_What the exercise asks_.
Starting at the line that holds "Issue #5116, opened 2023-08-21" and stopping at the line that holds "### References and additional details", restate the records below word for word, with both of those lines included.

Segment Open

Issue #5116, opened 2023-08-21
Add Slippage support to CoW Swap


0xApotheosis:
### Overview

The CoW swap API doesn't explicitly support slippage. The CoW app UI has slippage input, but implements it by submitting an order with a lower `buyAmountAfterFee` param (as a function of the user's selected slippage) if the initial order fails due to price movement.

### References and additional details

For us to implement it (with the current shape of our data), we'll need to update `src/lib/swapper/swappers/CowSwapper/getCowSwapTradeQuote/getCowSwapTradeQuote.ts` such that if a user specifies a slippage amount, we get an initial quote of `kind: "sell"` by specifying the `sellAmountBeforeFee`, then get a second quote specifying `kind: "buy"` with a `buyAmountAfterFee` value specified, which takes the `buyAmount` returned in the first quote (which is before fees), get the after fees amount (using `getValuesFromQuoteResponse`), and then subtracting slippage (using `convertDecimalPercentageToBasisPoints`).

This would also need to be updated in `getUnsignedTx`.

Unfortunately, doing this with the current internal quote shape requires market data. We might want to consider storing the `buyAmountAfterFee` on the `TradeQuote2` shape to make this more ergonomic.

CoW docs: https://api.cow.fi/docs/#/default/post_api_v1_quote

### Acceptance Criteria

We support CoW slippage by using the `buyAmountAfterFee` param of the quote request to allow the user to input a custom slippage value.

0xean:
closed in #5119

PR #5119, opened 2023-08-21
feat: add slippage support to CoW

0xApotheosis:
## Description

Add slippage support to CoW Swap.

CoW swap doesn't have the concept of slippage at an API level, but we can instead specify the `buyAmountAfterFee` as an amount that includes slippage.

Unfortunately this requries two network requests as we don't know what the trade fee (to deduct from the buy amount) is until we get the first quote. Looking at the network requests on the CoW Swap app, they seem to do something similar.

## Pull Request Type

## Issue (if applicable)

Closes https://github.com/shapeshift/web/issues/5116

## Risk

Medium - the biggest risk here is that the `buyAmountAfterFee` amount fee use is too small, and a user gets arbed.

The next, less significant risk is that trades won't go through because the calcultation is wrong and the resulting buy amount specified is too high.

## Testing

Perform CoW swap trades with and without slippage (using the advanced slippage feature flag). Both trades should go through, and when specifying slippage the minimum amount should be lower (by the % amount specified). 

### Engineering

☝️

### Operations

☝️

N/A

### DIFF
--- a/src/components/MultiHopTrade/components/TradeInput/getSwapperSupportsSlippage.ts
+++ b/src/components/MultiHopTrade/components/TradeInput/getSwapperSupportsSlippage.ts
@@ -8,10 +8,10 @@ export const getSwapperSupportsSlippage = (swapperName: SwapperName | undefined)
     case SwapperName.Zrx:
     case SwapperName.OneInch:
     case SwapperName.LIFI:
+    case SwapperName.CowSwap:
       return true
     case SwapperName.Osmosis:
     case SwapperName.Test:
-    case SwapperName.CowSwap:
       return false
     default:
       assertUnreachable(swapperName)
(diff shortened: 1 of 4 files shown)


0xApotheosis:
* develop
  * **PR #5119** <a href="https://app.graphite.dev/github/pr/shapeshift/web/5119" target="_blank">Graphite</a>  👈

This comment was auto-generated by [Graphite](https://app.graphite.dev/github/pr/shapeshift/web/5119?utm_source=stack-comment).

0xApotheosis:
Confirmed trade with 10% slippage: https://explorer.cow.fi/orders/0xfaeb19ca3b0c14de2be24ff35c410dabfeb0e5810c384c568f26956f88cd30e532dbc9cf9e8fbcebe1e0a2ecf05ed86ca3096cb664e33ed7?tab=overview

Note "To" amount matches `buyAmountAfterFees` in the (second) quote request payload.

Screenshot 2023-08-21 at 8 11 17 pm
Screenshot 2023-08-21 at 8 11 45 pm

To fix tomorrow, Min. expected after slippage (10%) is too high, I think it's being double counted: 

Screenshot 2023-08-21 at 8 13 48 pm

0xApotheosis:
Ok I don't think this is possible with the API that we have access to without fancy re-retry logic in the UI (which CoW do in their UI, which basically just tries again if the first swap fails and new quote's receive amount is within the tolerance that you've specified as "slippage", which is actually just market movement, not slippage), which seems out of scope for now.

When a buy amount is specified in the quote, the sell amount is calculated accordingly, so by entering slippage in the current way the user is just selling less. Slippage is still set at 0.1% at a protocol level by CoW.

Segment Closed
Segment Open

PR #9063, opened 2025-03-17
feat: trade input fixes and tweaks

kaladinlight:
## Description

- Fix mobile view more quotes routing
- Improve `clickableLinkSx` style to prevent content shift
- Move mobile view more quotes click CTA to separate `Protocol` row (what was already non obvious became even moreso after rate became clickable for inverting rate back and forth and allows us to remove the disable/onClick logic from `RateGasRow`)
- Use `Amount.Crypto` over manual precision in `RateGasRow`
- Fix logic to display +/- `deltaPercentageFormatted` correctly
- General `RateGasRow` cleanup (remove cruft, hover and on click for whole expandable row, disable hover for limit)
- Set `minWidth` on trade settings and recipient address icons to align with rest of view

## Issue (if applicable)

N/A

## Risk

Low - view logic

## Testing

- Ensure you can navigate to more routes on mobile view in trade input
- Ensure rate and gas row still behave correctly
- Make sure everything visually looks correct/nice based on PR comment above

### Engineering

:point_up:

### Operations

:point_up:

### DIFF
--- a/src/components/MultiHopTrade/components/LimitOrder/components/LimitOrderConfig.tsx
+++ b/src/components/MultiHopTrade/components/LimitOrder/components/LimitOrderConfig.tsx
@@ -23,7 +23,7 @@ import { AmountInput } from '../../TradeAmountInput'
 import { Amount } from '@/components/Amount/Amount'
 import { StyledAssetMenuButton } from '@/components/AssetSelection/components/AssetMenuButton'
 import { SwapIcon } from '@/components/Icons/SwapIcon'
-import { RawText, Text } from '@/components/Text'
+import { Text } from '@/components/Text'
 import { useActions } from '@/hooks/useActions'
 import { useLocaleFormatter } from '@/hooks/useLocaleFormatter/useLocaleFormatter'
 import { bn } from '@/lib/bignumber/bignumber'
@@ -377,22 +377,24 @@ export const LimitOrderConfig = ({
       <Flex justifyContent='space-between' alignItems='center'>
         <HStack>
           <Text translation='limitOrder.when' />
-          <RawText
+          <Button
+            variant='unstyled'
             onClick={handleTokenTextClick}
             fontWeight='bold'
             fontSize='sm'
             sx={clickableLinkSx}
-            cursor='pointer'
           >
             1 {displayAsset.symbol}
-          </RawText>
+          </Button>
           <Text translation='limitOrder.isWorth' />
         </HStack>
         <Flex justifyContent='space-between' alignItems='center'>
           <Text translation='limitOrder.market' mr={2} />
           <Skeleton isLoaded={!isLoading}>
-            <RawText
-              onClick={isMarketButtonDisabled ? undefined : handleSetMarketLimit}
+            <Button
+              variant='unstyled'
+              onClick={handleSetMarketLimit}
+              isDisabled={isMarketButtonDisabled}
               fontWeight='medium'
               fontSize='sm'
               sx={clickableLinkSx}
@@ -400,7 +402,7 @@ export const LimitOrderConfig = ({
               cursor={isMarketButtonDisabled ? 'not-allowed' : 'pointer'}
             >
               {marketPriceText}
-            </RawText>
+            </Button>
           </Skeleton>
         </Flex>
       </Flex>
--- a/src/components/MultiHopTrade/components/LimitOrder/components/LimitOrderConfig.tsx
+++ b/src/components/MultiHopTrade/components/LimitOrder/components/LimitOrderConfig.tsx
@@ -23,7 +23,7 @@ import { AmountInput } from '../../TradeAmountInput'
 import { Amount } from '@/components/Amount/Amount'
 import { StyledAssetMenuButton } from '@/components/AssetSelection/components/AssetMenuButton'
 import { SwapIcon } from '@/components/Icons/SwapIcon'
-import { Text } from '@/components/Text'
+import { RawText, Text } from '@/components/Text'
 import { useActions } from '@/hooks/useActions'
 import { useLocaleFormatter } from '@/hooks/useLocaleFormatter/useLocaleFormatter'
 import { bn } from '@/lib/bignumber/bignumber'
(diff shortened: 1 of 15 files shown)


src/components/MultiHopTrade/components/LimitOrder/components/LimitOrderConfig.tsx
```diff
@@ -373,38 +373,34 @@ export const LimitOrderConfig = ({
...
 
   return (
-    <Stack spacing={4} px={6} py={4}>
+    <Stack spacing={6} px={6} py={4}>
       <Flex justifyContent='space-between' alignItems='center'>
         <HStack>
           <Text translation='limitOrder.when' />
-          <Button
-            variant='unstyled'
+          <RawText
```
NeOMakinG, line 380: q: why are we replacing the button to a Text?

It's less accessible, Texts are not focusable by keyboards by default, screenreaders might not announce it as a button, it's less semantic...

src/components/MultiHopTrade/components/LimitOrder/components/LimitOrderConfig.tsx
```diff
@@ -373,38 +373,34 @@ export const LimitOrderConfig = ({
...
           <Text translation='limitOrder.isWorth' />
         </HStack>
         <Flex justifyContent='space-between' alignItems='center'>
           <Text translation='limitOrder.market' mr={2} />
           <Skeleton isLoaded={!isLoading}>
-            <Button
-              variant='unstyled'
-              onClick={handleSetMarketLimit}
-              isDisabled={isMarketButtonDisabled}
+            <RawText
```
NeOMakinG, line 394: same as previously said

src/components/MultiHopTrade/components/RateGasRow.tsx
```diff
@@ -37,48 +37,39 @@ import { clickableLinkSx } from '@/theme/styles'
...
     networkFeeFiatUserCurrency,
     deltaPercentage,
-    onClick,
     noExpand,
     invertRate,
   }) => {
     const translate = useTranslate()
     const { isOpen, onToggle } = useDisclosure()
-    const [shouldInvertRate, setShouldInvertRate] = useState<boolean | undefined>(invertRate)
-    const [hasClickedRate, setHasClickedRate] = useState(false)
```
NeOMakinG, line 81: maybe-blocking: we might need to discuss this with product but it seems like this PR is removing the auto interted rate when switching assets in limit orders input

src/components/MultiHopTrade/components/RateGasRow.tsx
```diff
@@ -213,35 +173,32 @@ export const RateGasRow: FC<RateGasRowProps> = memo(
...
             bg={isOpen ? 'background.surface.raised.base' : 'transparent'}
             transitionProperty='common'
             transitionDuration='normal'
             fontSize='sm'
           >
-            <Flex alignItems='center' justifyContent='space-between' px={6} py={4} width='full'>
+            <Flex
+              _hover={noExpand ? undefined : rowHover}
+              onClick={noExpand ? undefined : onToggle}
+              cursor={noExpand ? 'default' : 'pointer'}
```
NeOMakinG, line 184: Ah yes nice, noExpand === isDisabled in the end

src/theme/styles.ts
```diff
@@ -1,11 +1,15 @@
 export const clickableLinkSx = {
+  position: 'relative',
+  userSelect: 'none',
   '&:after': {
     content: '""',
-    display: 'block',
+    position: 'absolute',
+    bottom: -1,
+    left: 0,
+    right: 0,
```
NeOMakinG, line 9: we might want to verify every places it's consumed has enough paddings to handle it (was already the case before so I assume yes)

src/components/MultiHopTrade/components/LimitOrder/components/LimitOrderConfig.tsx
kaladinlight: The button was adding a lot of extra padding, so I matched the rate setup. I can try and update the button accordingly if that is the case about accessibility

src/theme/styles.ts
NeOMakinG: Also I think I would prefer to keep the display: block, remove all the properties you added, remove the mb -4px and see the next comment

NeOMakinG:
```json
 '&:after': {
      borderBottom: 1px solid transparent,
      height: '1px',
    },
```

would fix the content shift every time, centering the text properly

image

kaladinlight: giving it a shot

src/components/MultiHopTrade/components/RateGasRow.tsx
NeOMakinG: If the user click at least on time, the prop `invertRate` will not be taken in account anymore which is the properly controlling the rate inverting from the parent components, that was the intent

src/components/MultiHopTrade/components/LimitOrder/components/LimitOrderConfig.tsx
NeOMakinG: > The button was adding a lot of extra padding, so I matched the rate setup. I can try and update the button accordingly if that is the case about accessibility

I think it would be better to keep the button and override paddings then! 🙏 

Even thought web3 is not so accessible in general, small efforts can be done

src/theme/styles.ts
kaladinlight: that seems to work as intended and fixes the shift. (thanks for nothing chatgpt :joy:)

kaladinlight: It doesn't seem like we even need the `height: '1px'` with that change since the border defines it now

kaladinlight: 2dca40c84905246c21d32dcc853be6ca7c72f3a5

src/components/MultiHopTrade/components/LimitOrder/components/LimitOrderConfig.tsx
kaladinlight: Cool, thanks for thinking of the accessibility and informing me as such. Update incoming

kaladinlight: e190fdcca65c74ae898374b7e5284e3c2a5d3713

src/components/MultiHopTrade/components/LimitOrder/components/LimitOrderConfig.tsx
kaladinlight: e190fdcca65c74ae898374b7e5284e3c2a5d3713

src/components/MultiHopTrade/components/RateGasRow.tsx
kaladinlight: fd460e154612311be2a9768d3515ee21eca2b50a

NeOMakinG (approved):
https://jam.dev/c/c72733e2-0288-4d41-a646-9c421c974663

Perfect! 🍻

Segment Closed

_Output of the exercise_.
Issue #5116, opened 2023-08-21
Add Slippage support to CoW Swap


0xApotheosis:
### Overview

The CoW swap API doesn't explicitly support slippage. The CoW app UI has slippage input, but implements it by submitting an order with a lower `buyAmountAfterFee` param (as a function of the user's selected slippage) if the initial order fails due to price movement.

### References and additional details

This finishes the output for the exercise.